说话间,已经掌握精髓的侍卫,拎着剩余的半桶蛇蝎毒物,就要朝那人走来。
已有前车之鉴摆在眼前,此时的这人早已精神崩溃,连连高声求饶:“我的姑奶奶,祖宗,求你了,不要放,千万不要放,我把知道的都说出来。”
侍卫停下手里的动作,冷着脸等他说完。
那人瞥了一眼已经面如死灰般的同伴,冷汗止不住的往下流:“我说,我都说。求你们,看在我说出实情的份上,能不能放我们一条生路。”

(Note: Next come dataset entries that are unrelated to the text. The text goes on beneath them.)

PR #1102, opened 2026-09-02
Fix live chat session data lazy loading

Hassan9215:
## Summary
- Add read-only transactions around cross-tenant live-chat session open fallbacks so DTO mapping can read lazy sessionData safely.
- Add regression coverage that keeps both fallback methods transaction-scoped.

## Context
Dev logs showed LazyInitializationException while opening anonymous LIVE_CHAT sessions through UserSessionControllerDelegate -> SessionService.getVisibleAnonymousLiveChatEnquiriesByIds -> SessionMapper.buildSessionDataMapFromSession. The same vulnerable code path exists on pre-dev even though pre-dev data does not currently trigger it.

## Test
- ./mvnw -Dtest=SessionServiceTest test

### DIFF
--- a/src/main/java/de/caritas/cob/userservice/api/service/session/SessionService.java
+++ b/src/main/java/de/caritas/cob/userservice/api/service/session/SessionService.java
@@ -657,6 +657,7 @@ public class SessionService {
    * fallback the open path uses so a visible request can always be opened; it never widens access
    * to registered sessions.
    */
+  @Transactional(readOnly = true)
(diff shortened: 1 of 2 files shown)


Hassan9215:
Reviewer note: I attempted to request review from @chatzi, but GitHub rejected it because that account is not a collaborator on OpenResilienceInitiative/ORISO-UserService. Please add the correct collaborator/team reviewer if Chatzi uses a different GitHub login.

shazia-k (approved):

PR #497, opened 2023-03-08
feat(crux): maddy template

robot9706:
Added template for the Maddy Email server


robot9706:
Maddy (and email servers in general) requires lots of user interaction to setup, which does not fit with the one-click-deploy idea of dyrector.io. Closing for now.

PR #510, opened 2023-03-21
ci: fix pipeline image push

c3ppc3pp:
Expanded the conditional dependencies at the push steps, fixed a missing env in e2e step.

### DIFF
--- a/.github/workflows/full.yml
+++ b/.github/workflows/full.yml
@@ -5,6 +5,7 @@ on:
     branches:
       - develop
       - main
+    tags:
   pull_request:
 
 permissions:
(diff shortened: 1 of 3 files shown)


.github/workflows/full.yml
```diff
@@ -5,6 +5,7 @@ on:
     branches:
       - develop
       - main
+    tags:
```
polaroi8d, line 8: Is this needed?

c3ppc3pp: Yes. This will trigger the actions on tag pushes. The develop branch builds latest, the main branch builds stable, and tags should build a tagged docker image like "0.4.0" or something.

.github/workflows/full.yml
```diff
@@ -236,12 +215,13 @@ jobs:
 
   crux_test:
     runs-on: ubuntu-22.04
-    needs: [crux_lint, changes]
```
polaroi8d, line 239: Run tests if the lint is failing. Is this a good idea?

.github/workflows/full.yml
polaroi8d: Roger. Resolved.

PR #514, opened 2023-03-23
fix(cli): crux unreachable via localhost using cli

ghost:
When CLI was used crux-ui was throwing internal server error. This was caused by fetching an external url, which doesnt work when you run dyrectorio in containers and connect to it via localhost. This PR fixes this behaviour.

### DIFF
--- a/web/crux-ui/src/utils.ts
+++ b/web/crux-ui/src/utils.ts
@@ -210,7 +210,8 @@ export const configuredFetcher = (init?: RequestInit) => {
 export const fetcher = configuredFetcher()
 
 export const fetchCruxFromRequest = async (req: http.IncomingMessage, url: string, init?: RequestInit) => {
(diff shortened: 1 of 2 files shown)


web/crux-ui/src/utils.ts
```diff
@@ -210,7 +210,8 @@ export const configuredFetcher = (init?: RequestInit) => {
 export const fetcher = configuredFetcher()
 
 export const fetchCruxFromRequest = async (req: http.IncomingMessage, url: string, init?: RequestInit) => {
-  const res = await fetch(`${process.env.CRUX_UI_URL}${url}`, {
+  const externalUrl = process.env.CRUX_URL ? process.env.CRUX_URL : process.env.CRUX_UI_URL
```
m8vago, line 213: process.env.CRUX_URL ?? process.env.CRUX_UI_URL

m8vago (approved):

polaroi8d (approved):

PR #515, opened 2023-03-23
feat(web): storage http api

robot9706:
Implemented HTTP API for storage.


web/crux/src/app/storage/storage.mapper.ts
```diff
@@ -1,28 +1,31 @@
...
+      accessKey: storage.accessKey,
+      secretKey: storage.secretKey,
+      inUse: storage._count?.containerConfigs > 0 || storage._count?.instanceConfigs > 0,
     }
   }
 }
 
 type StorageWithCount = Storage & {
-  _count: {
+  _count?: {
```
m8vago, line 28: why optional?

m8vago (changes requested):

web/crux/src/app/storage/storage.mapper.ts
robot9706: `createStorage` also uses `detailsToDto`, but in that case there's no `_count` since it's new.

m8vago: Create separate type for them please.

m8vago (approved):

PR #516, opened 2023-03-23
fix: dyrectorio compose traefik has missing labels

c3ppc3pp:
Dyrectorio stack's compose file has a traefik, and there was a few new labels introduced, and since there was a new service as well, traefik couldn't deduct which router connects to which service.


nandor-magyar (approved):
LGTM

“那要看你说的是不是实情了。”白瑞雪低头抠着手指甲,脸上尽是漫不经心,“反正我家小院后面就是阴森森的大山,到时候玩够了,把你们往后山一丢,任由你们自生自灭就好。我这小院一样干干净净,不沾染一丝灰尘污泥。至于幕后之人,我相信他们肯定还会派人过来的。到时候如法炮制,再玩一次就好。总会有人识时务,说实话的。”
那人吓得一颤,这女人,分明就是要谋了他们的性命。
而且在谋他们性命之前,还要折磨的他们生不如死。
好狠的心啊!
好恶毒的女人!
“我说,我都说。”那人不敢再讲价钱,连忙将知道的全都说个底掉。
听完之后,众人的心里全都露出惊讶的神色,一时间还真想不明白,那个人为何要对付她。
从柴房出来的一瞬间,温暖的阳光照耀在她身上,白瑞雪却仍旧觉得有股子寒意,从后背袭来。
她扭头看了看乔君千,又看了看路宥期,意味深长的说道:“你们能猜得到,那人为何要对付我吗?”
路宥期没说话,乔君千则是焦躁的扯了扯衣领:“那种神经病怎么想的,本公子哪会知道。你和她很熟吗?还是你们之间有仇?”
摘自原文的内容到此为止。